Step 4.1: Clone the Pipeline
*****************************

.. code-block:: bash

    git clone https://github.com/nadjano/longrnaseq

Step 4.2: Download RNA-Seq Data
********************************

Download the six RNA-seq samples from NCBI:

**Dataset:** `SRP576785 <https://www.ncbi.nlm.nih.gov/Traces/study/?acc=SRP576785&o=lep_sam_s%3Aa&s=SRR32998145,SRR32998146,SRR32998137,SRR32998141,SRR32998142,SRR32998143>`_

**Samples:**

* Three from "Early" tillering stage: SRR32998145, SRR32998146, SRR32998137
* Three from "Late" tillering stage: SRR32998141, SRR32998142, SRR32998143

Place all fastq files in the ``fastq/`` directory.

Step 4.3: Prepare Sample Sheet
*******************************

Create ``assets/sample.csv``:

.. code-block:: csv

    sample,fastq_1
    SRR32998137,fastq/SRR32998137.fastq
    SRR32998141,fastq/SRR32998141.fastq
    SRR32998142,fastq/SRR32998142.fastq
    SRR32998143,fastq/SRR32998143.fastq
    SRR32998145,fastq/SRR32998145.fastq
    SRR32998146,fastq/SRR32998146.fastq

Step 4.4: Add Organellar Genomes
*********************************

**Important:** Add organellar sequences (mitochondria and chloroplast) to your reference genome to prevent misalignment of organellar transcripts to the nuclear genome.
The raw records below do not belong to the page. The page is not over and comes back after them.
PR #122, opened 2022-04-05
Suggest only tags in the Navigator, that can return results

dobromir-hristov:
Bug/issue #, if applicable: 89482723

## Summary

Change the navigator filter to only show tags, that have a match in the nav items

## Dependencies

NA

## Testing

Steps:
1. Open a page with the navigator
2. Click on the Nav filter
3. Assert the tags that are shown, only the ones we have content for. Based on on your archive, it may be all, some or even none.

## Checklist

Make sure you check off the following items. If they cannot be completed, provide a reason.

- [x] Added tests
- [x] Ran `npm test`, and it succeeded
- [x] Updated documentation if necessary

PR #138, opened 2022-04-08
[5.7] Suggest only tags in the Navigator, that can return results

dobromir-hristov:
- **Rationale:** We should only suggest tags that can yield results
- **Risk:** Low
- **Risk Detail:** The change is only scoped to the Navigator filters, but it does need to iterate over all items of a technology.
- **Reward:** High
- **Reward Details:** Users will not see tags, that would not yield any results
- **Original PR:** https://github.com/apple/swift-docc-render/pull/122
- **Issue:** rdar://89482723
- **Code Reviewed By:** @hqhhuang 
- **Testing Details:** Added Unit Tests + manually tested in the browser

### DIFF
--- a/src/components/Navigator/NavigatorCard.vue
+++ b/src/components/Navigator/NavigatorCard.vue
@@ -250,11 +250,35 @@ export default {
       if (errorFetching) return ERROR_FETCHING;
       return NO_CHILDREN;
     },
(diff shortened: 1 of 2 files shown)


franklinsch (approved):

dobromir-hristov:
@swift-ci test

PR #147, opened 2022-04-11
Highlight current item in Navigator, when there is a trailing slash in the URL

dobromir-hristov:
Bug/issue #, if applicable: 91443710

## Summary

This PR fixes a bug Ethan found on [Argument Parser docs](https://ethan-kusters.github.io/swift-argument-parser/documentation/argumentparser/argumenthelp/shoulddisplay/), where docc-render would not highlight the current page in the navigator. 

This turns out to be caused by the trailing slash in the URL, which was causing the current page matching to fail.

## Dependencies

NA

## Testing

Steps:
1. Using any docc-archive, visit a page and just add a trailing slash at the end of the URL
2. Make sure you clear any SessionStorage cache
3. Assert the current page gets highlighted

## Checklist

- [x] Added tests

### DIFF
--- a/tests/unit/components/Navigator.spec.js
+++ b/tests/unit/components/Navigator.spec.js
@@ -6,7 +6,7 @@
  *
  * See https://swift.org/LICENSE.txt for license information
  * See https://swift.org/CONTRIBUTORS.txt for Swift project authors
- */
+*/
 
 import Navigator from '@/components/Navigator.vue';
 import { shallowMount } from '@vue/test-utils';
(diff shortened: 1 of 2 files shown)


tests/unit/components/Navigator.spec.js
```diff
@@ -6,7 +6,7 @@
  *
  * See https://swift.org/LICENSE.txt for license information
  * See https://swift.org/CONTRIBUTORS.txt for Swift project authors
-*/
+ */
```
mportiz08, line 9:
```suggestion
*/
```

(Probably auto modified by your editor)

mportiz08 (approved):
Nice catch!

Looks like one unexpected (to me) consequence of using directories and an `index.html` for each page (as opposed to just using the page name as the HTML file name) is that the GitHub Pages server auto redirects to the version of the URL with the trailing slash, so this particular bug would impact any site deployed there 😅

dobromir-hristov:
@swift-ci test

PR #148, opened 2022-04-11
Simplify the matching pattern in the Navigator filter

dobromir-hristov:
Bug/issue #, if applicable: 91443929

## Summary

This PR simplifies the filter matching pattern on the Navigator. Now it wont highlight leading/trailing spaces on potential matches.

**Old Behaviour:**

`FooBar` would match `FooBar` and `Foo Bar`.
`Foo` would match `Foo` and ` Foo `

**Now:**
`FooBar` matches only `FooBar`
`Foo` matches only `Foo`

Matches are case-insensitive, so casing doesnt matter much.

## Dependencies

NA

## Testing

Steps:
1. Serve using any archive with an index
2. Type in the filter input on the Navigator a single word
3. Assert only the word is highlighted as matching in the results.

## Checklist

- [x] Added tests

### DIFF
--- a/src/utils/strings.js
+++ b/src/utils/strings.js
@@ -186,11 +186,14 @@ export function whiteSpaceIgnorantRegex(stringToSanitize) {
     char = trimmedString[i];
     // if the character is an escape char, pass it and the next character
     if (char === '\\') {
+      // pass both escape char and char, with an empty space match before, only if not first char
+      collector.push(`${i === 0 ? '' : spaceMatch}${char}`);
+      collector.push(trimmedString[i + 1]);
       // skip one character in next iteration
       i += 1;
-      // pass both escape char and char, with an empty space match before
-      collector.push(`${spaceMatch}${char}`);
-      collector.push(trimmedString[i]);
+    } else if (i === 0) {
+      // skip the first character, if its not a `\`
+      collector.push(char);
       // add anything else, but empty spaces
     } else if (char !== singleSpace) {
       collector.push(`${spaceMatch}${char}`);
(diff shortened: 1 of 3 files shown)


dobromir-hristov:
@swift-ci test

biamx3:
Getting less matches for a query seems like a design regression. The original issue that needed a fix was just the highlighting of space before a word. For example, if a query is " help", the highlight should only be on top of "help", not the space. We should keep highlighting the space between two different words, like for example "foo bar".

dobromir-hristov:
OK Let me explain a bit more. The matching pattern we had before would match a query with any spaces, no mater where and how much. So if I have `func help`, `funchel p` or `funchelp`, they would all match `func help` text. 
Because we match any number of spaces, between all the letters in the query, it was also highlighting the space before `help`, when just typing `help`.

My change removes that space ignoring, and tries to match what you typed.

**Before:**

image
image
image
image

**After**
image
image
image
image


**Alternative:**
If we really want to keep the old more relaxed matching, one other easy way to fix this would be to stop matching spaces before the first character of the query. This can be done in the `whiteSpaceIgnorantRegex` function, where we can just pass over the first char, if its not a `\`.

cc @mportiz08 @marinaaisa @hqhhuang

biamx3:
Got it. I'm still concerned folks will accidentally type in an extra space or miss a space, so my preference is to go for the more forgiving previous matching. 

The second solution you described makes sense to me.

dobromir-hristov:
Updated. @biamx3 @mportiz08 @hqhhuang give it another look.

dobromir-hristov:
@swift-ci test

hqhhuang (changes requested):
Change looks good, I think we still need to fix a failing test in: `search-utils.spec.js`

hqhhuang:
@swift-ci test

hqhhuang (approved):
LGTM, let's get @SamLanier and @biamx3 to review again before merging.

SamLanier (approved):
Design approved.

dobromir-hristov:
@swift-ci test

PR #155, opened 2022-04-12
Improve the children flattening performance in the Navigator

dobromir-hristov:
Bug/issue #, if applicable: 91610791

## Summary

This PR refactors the tree flattening logic to improve its performance.

**Results**
For 40k children, I saw about 100ms reduction, from ~340ms to sub ~220ms in Chrome. Similar results also in Safari.

## Dependencies

NA

## Testing

Serve with a very large doccarchive, with lots of index items.

Steps:
1. You can use the Performance benchmark of you browser. Chrome has one to test on page load.

## Checklist

- [ ] ~Added tests~ - no performance tests so far


mportiz08:
(The test index I used is one of the biggest ones we have available to us and seems pretty realistic)

dobromir-hristov:
Here are some results using an archive with ~40k index items.

Going to track the time it takes to process the downloaded data `fetchDataIndex` (make it reactive), flatten it down `flatChildren` and then render the items in the virtual scroller `RecycleScroller patch`.

### No Changes

**900ms (223ms fetchDataIndex , 404ms flatChildren, 126ms RecycleScroller patch)**

image

### Changes from this PR

**862ms (335ms fetchDataIndex, 271ms flatChildren, 120ms RecycleScroller patch)** 

We see the index process time took another 100ms (kind of random), but the `flatChildren` is now almost in half.

image

### Using `Object.freeze`

This is something I meant to use but forgot yesterday. 

**345ms (0.27ms fetchDataIndex, 113ms flatChildren, 109ms RecycleScroller patch)**

As you can see, the improvement is even better, and is very much noticeable on page refresh.

image

mportiz08:
Sorry, I was incorrectly reporting the "Self Time" value instead of the "Total Time" value, but I think they still tell the same story since the change here only impact the function itself and none of the functions it calls.

Either way, I tried again and got these results (for Total Time of `flattenNestedData`):
351.2ms (39f18f2276c07234e25d01b7f13a8d0ec5aa988f, parent commit of this PR)
385.9ms (1d3dbe974bf83b62f3afe84262fe89bf8045bdee, `for` loop commit)
266.3ms (ecaab0094e1d742d9897b8e4f4015cc040bef592, `Object.freeze` commit)

Note that I actually got slightly _worse_ performance with the for loop. That's not to say that it's any worse by any means—I think it just points to the fact that the differences we're both seeing are more likely just statistical variance and not any direct performance impact of the change itself.

I _did_ see a consistent improvement with the `Object.freeze` commit. However, I'm also not convinced that it had anything to do with the change to freezing the tree, since I was actually testing with a different `NavigatorDataProvider` entirely which wouldn't even use that code...I'm not sure what that means lol

With all that being said, I don't have a problem with merging any of these changes—I just can't see how they would have any major performance improvement, and I haven't actually seen that improvement on the test runs I've done on my own machine.

mportiz08 (approved):

marinaaisa:
Really interesting conversation and tools on this PR, thank you both of you! 👏

dobromir-hristov:
@swift-ci test

PR #160, opened 2022-04-12
add nvmrc

QuietMisdreavus:
This PR adds an `.nvmrc` file so that users can use [nvm](https://github.com/nvm-sh/nvm) to quickly install the versions of node and npm requested in the `package.json` file. This can greatly speed up onboarding new contributors to docc-render, since they can use nvm to get the right toolset and not worry about incorrect versions causing problems when processing dependencies.


QuietMisdreavus:
@swift-ci Please test

mportiz08 (approved):

mportiz08:
@swift-ci test

PR #47, opened 2022-01-27
Add more extendability to tutorial navs

dobromir-hristov:
Bug/issue #, if applicable: 88095565

## Summary

Fixes minor styling leftovers from prior refactors and allows for the tutorial navigations to be more extendable by external clients.

## Dependencies

NA

## Testing

Steps:
1. Mount using an archive with tutorials
2. Make sure the navigation looks identical on both TutorialOverview and TutorialTopic pages.

## Checklist

Make sure you check off the following items. If they cannot be completed, provide a reason.

- [x] Added tests
- [x] Ran `npm test`, and it succeeded
- [x] Updated documentation if necessary

PR #162, opened 2022-04-12
Fix uneven divider in nav bar for small viewport 

hqhhuang:
Bug/issue #, if applicable: 91372980

## Summary
Fix uneven divider in nav bar for the small viewport. This only happens when we use `NavMenuItem` component (not `NavMenuItems`
Fixed by overriding line height for the small viewport.

## Checklist

- [ ] Added tests - NA


hqhhuang:
@swift-ci test

dobromir-hristov (commented):
This is the exact change that broke it. I am not sure whether we should revert that `min-height` to `height` or keep this fix. https://github.com/apple/swift-docc-render/pull/47/files#diff-0e3113fe0f5966efbcbf73dbccb8c910fd794de61da439d6063299dc39feee9cR46

I am OK with both. 

CC @marinaaisa

marinaaisa:
> This is the exact change that broke it. I am not sure whether we should revert that `min-height` to `height` or keep this fix. https://github.com/apple/swift-docc-render/pull/47/files#diff-0e3113fe0f5966efbcbf73dbccb8c910fd794de61da439d6063299dc39feee9cR46
> 
> I am OK with both.
> 
> CC @marinaaisa

I don't have the context of why `height` was changed to `min-height` in the first place. If reverting it doesn't create a regression, I would prefer not adding new CSS. Since you were the one introducing the min-height change, can you tell if there is any regression when reverting it, @dobromir-hristov ?

dobromir-hristov:
Not that i could see. I think it was so that we could have items larger than that height as children without cutoff.

hqhhuang:
> Not that i could see. I think it was so that we could have items larger than that height as children without cutoff.

Do you have an example of that? I could open another PR and keep both `height` and `min-height`?

dobromir-hristov (approved):
I think I added the change, so that the links on the mobile Tutorial nav, are as height as they need to be, based on the amount of children they have. When it used to be a hard `height` it was going into a weird state where the children are visible, but the parent is only 42px.

The fix is OK, I will approve it.

hqhhuang:
@swift-ci test

PR #176, opened 2022-04-15
Convert `left` rule to `padding` rule to fix inset issue

mportiz08:
Bug/issue #, if applicable: 89775264

## Summary

For some reason, there is a CSS `left` property assignment that is inconsistently being evaluated as expected on devices with left inset values.

I've simply updated this to be a `padding` rule, which seems to resolve this issue and the spacing works consistently now.

## Testing

Steps:
1. Open a page with the sidebar on a device that has a left inset when in landscape orientation (like the iPhone 13 Pro as an example).
2. Open the mobile sidebar and verify that the close icon is not obscured by the device.

## Checklist

- [ ] ~Added tests~~


dobromir-hristov (approved):

mportiz08:
@swift-ci test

Download organellar genomes from: https://www.ncbi.nlm.nih.gov/datasets/organelle/

Append these sequences to your reference fasta and add corresponding annotations to your gtf file.

.. _rice-longrnaseq-section:

Step 4.5: Run the longrnaseq Pipeline
***************************

.. code-block:: bash

    nextflow run main.nf -resume -profile singularity \
        --input assets/sample.csv \
        --outdir output_rice_Nip \
        --genome genome/Hap1_2_Nipponbare.renamed.organels.fasta \
        --gtf genome/Hap1_2_Nipponbare.genome.renamed.organels.standard.gtf \
        --centrifuge_db centrifuge/dbs_v2018/ \
        --sqanti_dir sqanti3/release_sqanti3 \
        --bg \
        --technology ONT \
        --skip_sqanti

.. note::
   The ``--skip_sqanti`` flag is used here; see https://github.com/nadjano/longrnaseq for additional details on SQANTI configuration.

**Expected runtime:** Approximately 4 hours on a server with 60 CPU cores and 200 GB RAM (runtime varies based on fastq file size and available resources).


Troubleshooting
****************

long-rnaseq pipeline issues:
* BAMBU: gene_ids in the gtf file are essential for BAMBU to work correctly. Ensure that your gtf file contains gene_id attributes for each transcript.